У меня кружится голова, я сажусь на валун:

– Они нас бросили? И Саммер с Кендриком тоже?

– Перед тем как я пошел вечером спать, мы с Кендриком говорили о том, сколько будет стоить арендовать на гламурной турбазе машину, чтобы они с Саммер могли поехать в загородный домик его родителей в долине Напа; это последнее, что мы с ним обсуждали. – Леннон отряхивает руки и выуживает из кармана джинсов зажигалку. – Но я не думал, что они просто так возьмут и уйдут.

– Без нас?

– Бретт оставил мне записку в той самой упаковке печенья, которую сожрал медведь. Главным образом сказал в ней, что нам всем, чтобы не усугублять драму, лучше разделиться, и добавил, что я сумею найти обратный путь. Потом, рядом с твоей палаткой, я нашел записку Рейган: Домой добирайся сама. – Он машет рукой на берег реки. – Они оставили изодранную палатку Бретта и ворох припасов. Рейган, надо полагать, официально объявила поход оконченным. С ее стороны было очень мило оставить нам разгребать весь этот бардак.
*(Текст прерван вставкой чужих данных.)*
Issue #219, opened 2025-03-04
Investigate how to stream output from Tools


sjrl:
As @mathislucka has worked with Agents he has found that streaming Tool calls to be extremely helpful for transparency and visibility. It allows users to see what is happening while they wait for a final answer and can make it easier to debug by seeing where the Agent may have made an incorrect decision. 

So it would be worthwhile if we could investigate whether we could easily stream the output of tool calls similar as to what we do for our ChatGenerators. 

@mathislucka please add any additional relevant context.

PR #233, opened 2025-03-11
feat: Agent can stream ChatGenerator responses

mathislucka:
### Related Issues

- partially addresses https://github.com/deepset-ai/haystack-experimental/issues/219 but does not add streaming to tools yet

### Proposed Changes:

 Allow users to set a streaming callback on the Agent at init and run time.

### How did you test it?

unit tests

### Checklist

- I documented my code

### DIFF
--- a/haystack_experimental/components/agents/agent.py
+++ b/haystack_experimental/components/agents/agent.py
@@ -13,7 +13,7 @@ from haystack.core.component import Component
 from haystack.core.pipeline.base import PipelineError
 from haystack.core.serialization import component_from_dict
 from haystack.dataclasses import ChatMessage
-from haystack.dataclasses.streaming_chunk import StreamingChunk, SyncStreamingCallbackT
+from haystack.dataclasses.streaming_chunk import SyncStreamingCallbackT
 from haystack.utils.callable_serialization import deserialize_callable, serialize_callable
 
 from haystack_experimental.components.tools import ToolInvoker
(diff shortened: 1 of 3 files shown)


haystack_experimental/components/agents/agent.py
```diff
@@ -232,11 +246,17 @@ def _load_component(component_data: Dict[str, Any]) -> Component:
 
         return instance
 
-    def run(self, messages: List[ChatMessage], **kwargs) -> Dict[str, Any]:
+    def run(
+            self,
+            messages: List[ChatMessage],
+            streaming_callback: Optional[SyncStreamingCallbackT] = None,
+            **kwargs
```
sjrl, line 253: small nit on indenting
```suggestion
        self,
        messages: List[ChatMessage],
        streaming_callback: Optional[SyncStreamingCallbackT] = None,
        **kwargs
```

sjrl:
@mathislucka looks good! Only question I have is if the streaming_callback also needs to be passed to the generator init? Or is it passing just at runtime enough?

mathislucka:
I think our expectation generally is that runtime parameters overwrite init parameters so it should be enough. Passing it at init time would be tricky because the chat generator is already initialized. We could do something like `chat_generator.streaming_callback = streaming_callback` but this would rely on all chat generators defining a `streaming_callback` attribute. Once we have a protocol for chat generators we could rethink the approach.

sjrl:
> I think our expectation generally is that runtime parameters overwrite init parameters so it should be enough. 

Yeah that's a good point. I'd say this is good to go then, and the protocol could just be that we require a streaming_callback to be providable at runtime.

sjrl (approved):
Looks good! It would be good to add sede tests when a streaming callback is provided, but that can be tackled later.

PR #235, opened 2025-03-13
feat: Enhance tool error logs and some refactoring

sjrl:
### Related Issues

- fixes #issue-number

### Checklist

- I documented my code

### DIFF
--- a/haystack_experimental/components/tools/tool_invoker.py
+++ b/haystack_experimental/components/tools/tool_invoker.py
@@ -187,9 +187,7 @@ class ToolInvoker:
         return ChatMessage.from_tool(tool_result=tool_result_str, error=error, origin=tool_call)
 
     @staticmethod
-    def _inject_state_args(
-        tool: Tool, llm_args: Dict[str, Any], state: State
-    ) -> Dict[str, Any]:
+    def _inject_state_args(tool: Tool, llm_args: Dict[str, Any], state: State) -> Dict[str, Any]:
         """
         Combine LLM-provided arguments (llm_args) with state-based arguments.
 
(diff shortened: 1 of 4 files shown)


mathislucka (approved):
Looks good!

Something we need to pay attention to as we refactor the ToolInvoker more is that it diverges more and more from the same component in Haystack main. I'd be strongly in favor of merging this work into main as soon as possible.

haystack_experimental/components/tools/tool_invoker.py
```diff
@@ -191,84 +201,93 @@ def _inject_state_args(
...
-            # If no explicit "message" key, fallback to the entire result
-            return message_content if message_content is not None else result
-        else:
-            # No explicit outputs => each key in result merges into state
-            for k, v in result.items():
-                state.set(k, v)
+        for state_key, config in outputs.items():
+            # Get the source key from the output config, otherwise use the entire result
+            source_key = config.get("source", None)
+            output_value = result if source_key is None else result.get(source_key)
```
sjrl, line 274: Hey @mathislucka I'm not sure about this line. I think it could lead to unintended effects (I'll show below) and it is kind of hard to trigger because we enforce that if `source` is present in `outputs` that it must be a string. 

E.g. I was able to make this test that passes which seems unintuitive (this also works before my changes)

– Давно они ушли? Может, мы еще можем их догнать?

Ну почему, почему он ничего не предпринимает, а лишь спокойно разводит огонь?

– Зори, – отвечает Леннон, – если на рассвете я действительно слышал их голоса, когда они уходили, то ребята в пути уже несколько часов. Нам никогда их не догнать.

– Ты мог меня разбудить! Мы могли бы сразу за ними броситься!

– Да я сам встал минут пятнадцать – двадцать назад. Как ты не понимаешь? Мы в любом случае опоздали бы на час. И когда вышли бы к парковке…

Они бы уже уехали.

Ладно. Не надо паниковать. Просто подумай. Составь новый план. Так, что нам теперь делать? Чтобы добраться сюда от парковки, нам понадобилось четыре часа. Плюс еще час езды до гламурной турбазы, где можно будет взять такси или сесть в автобус, чтобы вернуться домой. Но машины у нас нет.